# Does anyone know what this is?



## GMJ (Jun 24, 2014)

I picked it up at an auction as part of a job lot of silver plated stuff. It needs a damn good clean but until I know what it is and what its worth I'll not bother. It measures just shy of 9 inches across the aperture (23cm in new money) and stands at just over 3 inches (8cm) high.

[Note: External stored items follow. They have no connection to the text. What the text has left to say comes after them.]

PR #2183, opened 2026-01-23
MySQL: Allow optional constraint name after CONSTRAINT keyword

mvzink:
MySQL allows `CONSTRAINT CHECK (expr)` without a name - the database will auto-generate a constraint name. This is a MySQL extension; the SQL standard requires a name after the CONSTRAINT keyword. See [docs].

Previously, we required an identifier after CONSTRAINT, causing us to interpret CONSTRAINT as a column name in cases like:

```sql
CREATE TABLE t (x INT, CONSTRAINT CHECK (x > 1))
```

Now we check if the token after CONSTRAINT is a constraint type keyword (CHECK, PRIMARY, UNIQUE, FOREIGN) and treat the name as optional for dialects that support this. This is just MySQL as far as I know (and Generic), but we introduce a new `Dialect` flag even though it's a minor feature. We could remove the flag and allow the more permissive optional name syntax across dialects if desired.

[docs]: https://dev.mysql.com/doc/refman/8.4/en/create-table.html

### DIFF
--- a/src/parser/mod.rs
+++ b/src/parser/mod.rs
@@ -9243,7 +9243,20 @@ impl<'a> Parser<'a> {
         &mut self,
     ) -> Result<Option<TableConstraint>, ParserError> {
         let name = if self.parse_keyword(Keyword::CONSTRAINT) {
-            Some(self.parse_identifier()?)
+            if self.dialect.supports_constraint_keyword_without_name()
+                && self
+                    .peek_one_of_keywords(&[
+                        Keyword::CHECK,
+                        Keyword::PRIMARY,
+                        Keyword::UNIQUE,
+                        Keyword::FOREIGN,
+                    ])
+                    .is_some()
+            {
+                None
+            } else {
+                Some(self.parse_identifier()?)
+            }
         } else {
             None
         };
--- a/tests/sqlparser_mysql.rs
+++ b/tests/sqlparser_mysql.rs
@@ -3463,6 +3463,27 @@ fn parse_create_table_unallow_constraint_then_index() {
 }
 
 #[test]
+fn parse_create_table_constraint_check_without_name() {
+    let dialects = all_dialects_where(|d| d.supports_constraint_keyword_without_name());
+    dialects.one_statement_parses_to(
+        "CREATE TABLE t (x INT, CONSTRAINT PRIMARY KEY (x))",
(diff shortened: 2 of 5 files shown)


src/parser/mod.rs
```diff
@@ -9252,7 +9252,16 @@ impl<'a> Parser<'a> {
         &mut self,
     ) -> Result<Option<TableConstraint>, ParserError> {
         let name = if self.parse_keyword(Keyword::CONSTRAINT) {
-            Some(self.parse_identifier()?)
+            if self.dialect.supports_constraint_keyword_without_name()
+                && (self.peek_keyword(Keyword::CHECK)
+                    || self.peek_keyword(Keyword::PRIMARY)
+                    || self.peek_keyword(Keyword::UNIQUE)
+                    || self.peek_keyword(Keyword::FOREIGN))
```
iffyio: can we use `self.peek_one_of_keywords()` here?

tests/sqlparser_mysql.rs
```diff
@@ -3457,6 +3457,13 @@ fn parse_create_table_unallow_constraint_then_index() {
     assert!(mysql_and_generic().parse_sql_statements(sql).is_ok());
 }
 
+#[test]
+fn parse_create_table_constraint_check_without_name() {
+    let sql = "CREATE TABLE t (x INT, CONSTRAINT CHECK (x > 1))";
+    let normalized = "CREATE TABLE t (x INT, CHECK (x > 1))";
+    mysql_and_generic().one_statement_parses_to(sql, normalized);
```
iffyio: can we use `all_dialects_where()` to select the dialects?

tests/sqlparser_mysql.rs
```diff
@@ -3457,6 +3457,13 @@ fn parse_create_table_unallow_constraint_then_index() {
     assert!(mysql_and_generic().parse_sql_statements(sql).is_ok());
 }
 
+#[test]
+fn parse_create_table_constraint_check_without_name() {
+    let sql = "CREATE TABLE t (x INT, CONSTRAINT CHECK (x > 1))";
```
iffyio: can we also add cases for primary/unique/foreign ?

iffyio (approved):
LGTM! Thanks @mvzink!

Its silver plated and ornate. My initial thoughts was that it could be a stand to put a cake plate on , or some such...but I'm open to any thoughts that may help my research.

ta

Graham :smile2:


----------



## GEMMY (Jun 19, 2006)

Where's the glass bowl that normally fits in that surround?

tony


----------



## GMJ (Jun 24, 2014)

GEMMY said:


> Where's the glass bowl that normally fits in that surround?
> 
> tony


There isn't one...but that then answers the question though doesn't it: its a surround for a glass dish?

Graham :smile2:


----------



## Spacerunner (Mar 18, 2006)

Make a nice plant pot stand.


----------



## nicholsong (May 26, 2009)

Looks to me as though it could be a stand for the old re-fillable Soda Siphons.

Geoff


----------



## dghr272 (Jun 14, 2012)

It's a Chafing stand Graham, Google 'Silverplate Chafing Stand Casserole Holder' for more examples.

Terry


----------



## GMJ (Jun 24, 2014)

dghr272 said:


> It's a Chafing stand Graham, Google 'Silverplate Chafing Stand Casserole Holder' for more examples.
> 
> Terry


Now I knew at least one of us was a bit posh and it turns out its you:grin2:

Thanks Terry

Graham :smile2:


----------



## cabby (May 14, 2005)

Terry is correct. one can always have a reasonable idea as to it's purpose judging by the handles to start with, this is for something heavy or hot, notice the conical shape to prevent the item touching the surface it stands on.So either a soup tureen or the casserole style dish.but I would say for soup due to size.


----------



## JanHank (Mar 29, 2015)

As you have no dish with it you could put two of them there little dumpy night lights under (standing them on something so´s you don´t burn the table) 
Put a S/S plate ontop whith food you want to keep hot, see what I´m getting at ? 
Jan


----------



## JanHank (Mar 29, 2015)

As you have no dish with it you could put two of them there little dumpy night lights under (standing them on something so´s you don´t burn the table) 
Put a S/S plate ontop whith food you want to keep hot, see what I´m getting at ? 
Jan


----------



## cabby (May 14, 2005)

If you decide to sell it, do not clean it.


----------



## GMJ (Jun 24, 2014)

I will be selling it and I will be cleaning it.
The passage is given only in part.